In my search for an Anatolian, I found many, many people who have show dogs that are also working dogs.  It's probably easier with GPs because they tend to be more social than Anatolians.  I will be showing my pup when he is old enough.


----------



## bucknercrestfarm (Jul 20, 2011)

Congrats!! we almost to in to anarolians but the numbers in the ring in the northwest were none and breeders in my area just wernt what i would call good confermation standered dogs dont get me wrong they were gorgous but our matto is go big or go home! plus all the breeders didnt show and they all came from one breeder so we went with the pyrs i wanted a good dog with some rivergrove bloodline and thankfully we found some my boys get groomed almost everyday and there are days i go out and cry because dumb and dumber have blackberry vines and mud and manure cover every inch of there duble coated wite coat!!!!


----------



## carolinagirl (Jul 20, 2011)

bucknercrestfarm said:
			
		

> Congrats!! we almost to in to anarolians but the numbers in the ring in the northwest were none and breeders in my area just wernt what i would call good confermation standered dogs dont get me wrong they were gorgous but our matto is go big or go home! plus all the breeders didnt show and they all came from one breeder so we went with the pyrs i wanted a good dog with some rivergrove bloodline and thankfully we found some my boys get groomed almost everyday and there are days i go out and cry because dumb and dumber have blackberry vines and mud and manure cover every inch of there duble coated wite coat!!!!


Thanks!  I am really excited.  I know what you mean....a friend of mine in ohio that had a heck of a time finishing her Anatolian because there are none in the rings.  I am in a pretty good area.  I can drive north to Virginia and South to Florida so show, and there will be plenty of competition.  One of the biggest reasons I chose anatolian over Pyrs is the coat.  Or lack of coat I guess.  I used to show a Bouvier and was that ever a job keeping her coat in show condition!


----------



## watchdogps (Jul 21, 2011)

Yep, they can most certainly be dual purpose dogs, and that really should be what a breeder aims for. Just as I think a golden retriever should be able to do hunt tests and a border collie should be able to herd, and LGD should show proper instinct as well. You do need to make sure the dog is well socialized and exposed to many different environments, since a dog who is spooky won't do well in the ring. You also may need to think about what you will do when you are at a show, as far as holding the fort down. If you have heavy predation and will be gone for a weekend or if you are sending the dog with a handler for a while, you may need a dog at home to keep guarding.


----------



## SDGsoap&dairy (Jul 21, 2011)

Just be mindful that a coat bred to win in the ring is going to require much, much more maintenance that a true working type coat.  I groom for a living, so the last thing I want to do is spend hours each month brushing and combing a thick, show quality coat.  Some  folks might not mind it though... Our working type Pyr blows his coat really well- I rarely brush him and he doesn't mat.


----------



## carolinagirl (Jul 21, 2011)

n.smithurmond said:
			
		

> Just be mindful that a coat bred to win in the ring is going to require much, much more maintenance that a true working type coat.  I groom for a living, so the last thing I want to do is spend hours each month brushing and combing a thick, show quality coat.  Some  folks might not mind it though... Our working type Pyr blows his coat really well- I rarely brush him and he doesn't mat.
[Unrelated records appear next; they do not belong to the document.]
Issue #668, opened 2022-06-02
task: check bleach url sanitizing and urlparse against wpt url tests


willkg:
From @g-k comment in issue #662:

> Checking bleach and python urlparse behavior against the [wpt url tests](https://github.com/whatwg/url#tests-and-implementations) would probably be good too.

willkg:
This is the file I was looking through: https://github.com/web-platform-tests/wpt/blob/master/url/resources/urltestdata.json

willkg:
I'm not going to do this. Closing it out.

PR #671, opened 2022-06-03
add urlparse tests based on wpt url tests (#668)

willkg:
This adds 20 of the wpt url tests. There are like a thousand of them. We probably should add more, but it needs to be done manually because the parse results have a different shape and theirs factor in a base url. I added comments on some output differences I saw.

### DIFF
--- a/tests/test_parse_shim.py
+++ b/tests/test_parse_shim.py
@@ -1,0 +1,101 @@
+from dataclasses import dataclass
+
+import pytest
+
+from bleach.parse_shim import urlparse
+
+
+@dataclass
+class ParseResult:
+    scheme: str = ""
+    netloc: str = ""
+    path: str = ""
+    params: str = ""
+    query: str = ""
+    fragment: str = ""
+
+
+# Tests from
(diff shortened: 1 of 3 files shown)


willkg:
@g-k Is this along the lines of what you were thinking? If you skim through the file, what other ones would be good to add in this pass?

tests/test_parse_shim.py
```diff
@@ -0,0 +1,101 @@
...
+
+
+@dataclass
+class ParseResult:
+    scheme: str = ""
+    netloc: str = ""
+    path: str = ""
+    params: str = ""
+    query: str = ""
+    fragment: str = ""
```
g-k, line 15: Nice! I think this makes the table-based tests cleaner.

Possible future TODO would be to capture errors in this class like a Rust Result, but I guess Python usually avoids that?

g-k (approved):
r+ lgtm thanks for tackling this!

tests/test_parse_shim.py
willkg: Oh, that's a good idea. I'll add a failure test and see how that might work.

yep.....precisely the reason I quit showing my Bouvier.  She was a beloved family pet first, a show dog second.  I could not let her play outside and run through the woods with the kids and try to keep her coat in show condition.  So I clipped her coat to a comfortable length and let her just be a dog.  She enjoyed life so much better.  Show pyers have such gorgeous thick coats....maybe not the best coat for a LGD though.


----------